WORK ORDER> Every line of the data should be retyped with no difference from the original.

PROVIDED DATA>
-*-*-
PR #3042, opened 2024-10-30
fix dynamic test cloudspannerconnectionbasic

yuwenma:
### Change description

Fixes #

### Tests you have done

### DIFF
--- a/mockgcp/mockbigqueryconnection/connection.go
+++ b/mockgcp/mockbigqueryconnection/connection.go
@@ -201,18 +201,8 @@ func (s *ConnectionV1) UpdateConnection(ctx context.Context, req *pb.UpdateConne
 	if err := s.storage.Get(ctx, fqn, obj); err != nil {
 		return nil, err
 	}
-
-	paths := req.GetUpdateMask().GetPaths()
-	for _, path := range paths {
-		switch path {
-		case "friendlyName":
-			obj.FriendlyName = req.GetConnection().GetFriendlyName()
-		case "description":
-			obj.Description = req.GetConnection().GetDescription()
-		default:
-			return nil, status.Errorf(codes.InvalidArgument, "update_mask path %q not valid", path)
-		}
-	}
+	obj.FriendlyName = req.GetConnection().GetFriendlyName()
+	obj.Description = req.GetConnection().GetDescription()
 	obj.LastModifiedTime = now.Unix()
 
 	if _, ok := (req.Connection.Properties).(*pb.Connection_Aws); ok {
--- a/mockgcp/mockbigqueryconnection/connection.go
+++ b/mockgcp/mockbigqueryconnection/connection.go
@@ -28,6 +28,7 @@ import (
 	"google.golang.org/protobuf/proto"
 	"google.golang.org/protobuf/types/known/emptypb"
 
+	"github.com/GoogleCloudPlatform/k8s-config-connector/mockgcp/common/fields"
 	"github.com/GoogleCloudPlatform/k8s-config-connector/mockgcp/common/projects"
 	pb "github.com/GoogleCloudPlatform/k8s-config-connector/mockgcp/generated/mockgcp/cloud/bigquery/connection/v1"
 )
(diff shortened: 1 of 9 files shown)


pkg/controller/direct/bigqueryconnection/connection_controller.go
```diff
@@ -223,26 +224,24 @@ func (a *Adapter) Update(ctx context.Context, updateOp *directbase.UpdateOperati
...
+		log.V(2).Info("no field needs update", "name", a.id.External)
+		return nil
+	}
 	fqn := a.id.External
 	req := &bigqueryconnectionpb.UpdateConnectionRequest{
 		Name:       fqn,
-		Connection: resource,
-		UpdateMask: updateMask,
+		Connection: connection,
+		UpdateMask: &fieldmaskpb.FieldMask{Paths: sets.List(paths)},
```
justinsb, line 244: Oh I like this ... I would expect the API to return an error here if we try to update an immutable field (or at least hope so), which makes it easier for us to write controllers!

justinsb (approved):

pkg/test/resourcefixture/testdata/basic/bigqueryconnection/v1alpha1/bigqueryconnectionconnection/awsconnectionbasic/_http.log
```diff
@@ -66,7 +66,7 @@ X-Xss-Protection: 0
 
 ---
 
-PATCH https://bigqueryconnection.googleapis.com/v1/projects/${projectId}/locations/aws-us-east-1/connections/71389360-831c-431d-8975-837aee2153be?%24alt=json%3Benum-encoding%3Dint&updateMask=friendlyName%2Cdescription
```
jingyih, line 69: Not sure why "name" is included in the updateMask?

mockgcp/mockbigqueryconnection/connection.go
```diff
@@ -201,18 +201,8 @@ func (s *ConnectionV1) UpdateConnection(ctx context.Context, req *pb.UpdateConne
...
-		switch path {
-		case "friendlyName":
-			obj.FriendlyName = req.GetConnection().GetFriendlyName()
-		case "description":
-			obj.Description = req.GetConnection().GetDescription()
-		default:
-			return nil, status.Errorf(codes.InvalidArgument, "update_mask path %q not valid", path)
-		}
-	}
+	obj.FriendlyName = req.GetConnection().GetFriendlyName()
```
jingyih, line 204: Not sure I follow the change. In the new mock implementation we are always setting these 2 fields?

Is this behavior specific to the real API? or do we plan to improve the mock in the future?

yuwenma: Are you asking why not checking the update field_mask? This is an easy hack because the BQCC controller now uses the `CompareProtoMessage`!

More context:
In general, if the GCP server supports update field mask,  the MockGCP needs to support each field mask as well to tell if a field can be changed or not. However, this requires a lot of engineering effort (boring, repeated code). I made some improvements recently that the controller can determine the field immutable in the `CompareProtoMessage` function via the proto, so that contributors no longer need to repeatedly write `reflect.DeepEqual` ... `if fieldPath[i] == "display_name" in either MockGCP and scifi controller. Corresponding code (https://github.com/GoogleCloudPlatform/k8s-config-connector/blob/master/pkg/controller/direct/common/compare.go#L77C13-L77C28),

jingyih: The helper library looks very cool! Removing repeated code and effort sounds exciting. My only concern is that it might affect the mock's ability to guard the controller's behavior in presubmit tests?

pkg/test/resourcefixture/testdata/basic/bigqueryconnection/v1alpha1/bigqueryconnectionconnection/awsconnectionbasic/_http.log
yuwenma: Good catch. Looks like the auto mapper does not map `name` between proto and krm (I think that's right because this is a service-generated ID). I updated the code and golden log.

mockgcp/mockbigqueryconnection/connection.go
justinsb: I think we only want to copy the values if the field path is specified in the update field_mask

yuwenma: Updated. Also added a handler to only update the field based on field_mask

pkg/test/resourcefixture/testdata/basic/bigqueryconnection/v1alpha1/bigqueryconnectionconnection/cloudspannerconnectionbasic/update.yaml
```diff
@@ -24,6 +24,6 @@ spec:
     databaseRef:
       name: spannerdb-${uniqueId}
     maxParallelism: 150
-    useDataBoost: True
-    useParallelism: True
-    databaseRole: "admin"
+    useDataBoost: False
+    useParallelism: False
+    databaseRole: "user"
```
yuwenma, line 29: the previous update.yaml is the same as the create.yaml. This change verifies the MockGCP update now works.

pkg/controller/direct/bigqueryconnection/connection_controller.go
justinsb: Ah OK.  I was actually with sending invalid requests to GCP if the user tells us to (i.e. we can tackle our backoff strategy)

If compareProtoMessage does all this maybe we give it a more important sounding name - something like "ConstructUpdateRequest"?

mockgcp/mockbigqueryconnection/connection.go
```diff
@@ -202,35 +203,10 @@ func (s *ConnectionV1) UpdateConnection(ctx context.Context, req *pb.UpdateConne
...
-		switch path {
-		case "friendlyName":
-			obj.FriendlyName = req.GetConnection().GetFriendlyName()
-		case "description":
-			obj.Description = req.GetConnection().GetDescription()
-		default:
-			return nil, status.Errorf(codes.InvalidArgument, "update_mask path %q not valid", path)
-		}
+	if err := fields.UpdateByFieldMask(obj, req.Connection, req.UpdateMask.Paths); err != nil {
+		return nil, fmt.Errorf("update field_mask.paths: %w", err)
```
justinsb, line 207: Nit: arguably if we're using one of our functions we can just `return nil, err` here.  If we're not adding information that is specific to how we are calling UpdateByFieldMask, we might as well put it into the UpdateByFieldMask errors!

justinsb (approved):

justinsb (approved):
-*-*-
WRITTEN SOLUTION>
PR #3042, opened 2024-10-30
fix dynamic test cloudspannerconnectionbasic

yuwenma:
### Change description

Fixes #

### Tests you have done

### DIFF
--- a/mockgcp/mockbigqueryconnection/connection.go
+++ b/mockgcp/mockbigqueryconnection/connection.go
@@ -201,18 +201,8 @@ func (s *ConnectionV1) UpdateConnection(ctx context.Context, req *pb.UpdateConne
 	if err := s.storage.Get(ctx, fqn, obj); err != nil {
 		return nil, err
 	}
-
-	paths := req.GetUpdateMask().GetPaths()
-	for _, path := range paths {
-		switch path {
-		case "friendlyName":
-			obj.FriendlyName = req.GetConnection().GetFriendlyName()
-		case "description":
-			obj.Description = req.GetConnection().GetDescription()
-		default:
-			return nil, status.Errorf(codes.InvalidArgument, "update_mask path %q not valid", path)
-		}
-	}
+	obj.FriendlyName = req.GetConnection().GetFriendlyName()
+	obj.Description = req.GetConnection().GetDescription()
 	obj.LastModifiedTime = now.Unix()
 
 	if _, ok := (req.Connection.Properties).(*pb.Connection_Aws); ok {
--- a/mockgcp/mockbigqueryconnection/connection.go
+++ b/mockgcp/mockbigqueryconnection/connection.go
@@ -28,6 +28,7 @@ import (
 	"google.golang.org/protobuf/proto"
 	"google.golang.org/protobuf/types/known/emptypb"
 
+	"github.com/GoogleCloudPlatform/k8s-config-connector/mockgcp/common/fields"
 	"github.com/GoogleCloudPlatform/k8s-config-connector/mockgcp/common/projects"
 	pb "github.com/GoogleCloudPlatform/k8s-config-connector/mockgcp/generated/mockgcp/cloud/bigquery/connection/v1"
 )
(diff shortened: 1 of 9 files shown)


pkg/controller/direct/bigqueryconnection/connection_controller.go
```diff
@@ -223,26 +224,24 @@ func (a *Adapter) Update(ctx context.Context, updateOp *directbase.UpdateOperati
...
+		log.V(2).Info("no field needs update", "name", a.id.External)
+		return nil
+	}
 	fqn := a.id.External
 	req := &bigqueryconnectionpb.UpdateConnectionRequest{
 		Name:       fqn,
-		Connection: resource,
-		UpdateMask: updateMask,
+		Connection: connection,
+		UpdateMask: &fieldmaskpb.FieldMask{Paths: sets.List(paths)},
```
justinsb, line 244: Oh I like this ... I would expect the API to return an error here if we try to update an immutable field (or at least hope so), which makes it easier for us to write controllers!

justinsb (approved):

pkg/test/resourcefixture/testdata/basic/bigqueryconnection/v1alpha1/bigqueryconnectionconnection/awsconnectionbasic/_http.log
```diff
@@ -66,7 +66,7 @@ X-Xss-Protection: 0
 
 ---
 
-PATCH https://bigqueryconnection.googleapis.com/v1/projects/${projectId}/locations/aws-us-east-1/connections/71389360-831c-431d-8975-837aee2153be?%24alt=json%3Benum-encoding%3Dint&updateMask=friendlyName%2Cdescription
```
jingyih, line 69: Not sure why "name" is included in the updateMask?

mockgcp/mockbigqueryconnection/connection.go
```diff
@@ -201,18 +201,8 @@ func (s *ConnectionV1) UpdateConnection(ctx context.Context, req *pb.UpdateConne
...
-		switch path {
-		case "friendlyName":
-			obj.FriendlyName = req.GetConnection().GetFriendlyName()
-		case "description":
-			obj.Description = req.GetConnection().GetDescription()
-		default:
-			return nil, status.Errorf(codes.InvalidArgument, "update_mask path %q not valid", path)
-		}
-	}
+	obj.FriendlyName = req.GetConnection().GetFriendlyName()
```
jingyih, line 204: Not sure I follow the change. In the new mock implementation we are always setting these 2 fields?

Is this behavior specific to the real API? or do we plan to improve the mock in the future?

yuwenma: Are you asking why not checking the update field_mask? This is an easy hack because the BQCC controller now uses the `CompareProtoMessage`!

More context:
In general, if the GCP server supports update field mask,  the MockGCP needs to support each field mask as well to tell if a field can be changed or not. However, this requires a lot of engineering effort (boring, repeated code). I made some improvements recently that the controller can determine the field immutable in the `CompareProtoMessage` function via the proto, so that contributors no longer need to repeatedly write `reflect.DeepEqual` ... `if fieldPath[i] == "display_name" in either MockGCP and scifi controller. Corresponding code (https://github.com/GoogleCloudPlatform/k8s-config-connector/blob/master/pkg/controller/direct/common/compare.go#L77C13-L77C28),

jingyih: The helper library looks very cool! Removing repeated code and effort sounds exciting. My only concern is that it might affect the mock's ability to guard the controller's behavior in presubmit tests?

pkg/test/resourcefixture/testdata/basic/bigqueryconnection/v1alpha1/bigqueryconnectionconnection/awsconnectionbasic/_http.log
yuwenma: Good catch. Looks like the auto mapper does not map `name` between proto and krm (I think that's right because this is a service-generated ID). I updated the code and golden log.

mockgcp/mockbigqueryconnection/connection.go
justinsb: I think we only want to copy the values if the field path is specified in the update field_mask

yuwenma: Updated. Also added a handler to only update the field based on field_mask

pkg/test/resourcefixture/testdata/basic/bigqueryconnection/v1alpha1/bigqueryconnectionconnection/cloudspannerconnectionbasic/update.yaml
```diff
@@ -24,6 +24,6 @@ spec:
     databaseRef:
       name: spannerdb-${uniqueId}
     maxParallelism: 150
-    useDataBoost: True
-    useParallelism: True
-    databaseRole: "admin"
+    useDataBoost: False
+    useParallelism: False
+    databaseRole: "user"
```
yuwenma, line 29: the previous update.yaml is the same as the create.yaml. This change verifies the MockGCP update now works.

pkg/controller/direct/bigqueryconnection/connection_controller.go
justinsb: Ah OK.  I was actually with sending invalid requests to GCP if the user tells us to (i.e. we can tackle our backoff strategy)

If compareProtoMessage does all this maybe we give it a more important sounding name - something like "ConstructUpdateRequest"?

mockgcp/mockbigqueryconnection/connection.go
```diff
@@ -202,35 +203,10 @@ func (s *ConnectionV1) UpdateConnection(ctx context.Context, req *pb.UpdateConne
...
-		switch path {
-		case "friendlyName":
-			obj.FriendlyName = req.GetConnection().GetFriendlyName()
-		case "description":
-			obj.Description = req.GetConnection().GetDescription()
-		default:
-			return nil, status.Errorf(codes.InvalidArgument, "update_mask path %q not valid", path)
-		}
+	if err := fields.UpdateByFieldMask(obj, req.Connection, req.UpdateMask.Paths); err != nil {
+		return nil, fmt.Errorf("update field_mask.paths: %w", err)
```
justinsb, line 207: Nit: arguably if we're using one of our functions we can just `return nil, err` here.  If we're not adding information that is specific to how we are calling UpdateByFieldMask, we might as well put it into the UpdateByFieldMask errors!

justinsb (approved):

justinsb (approved):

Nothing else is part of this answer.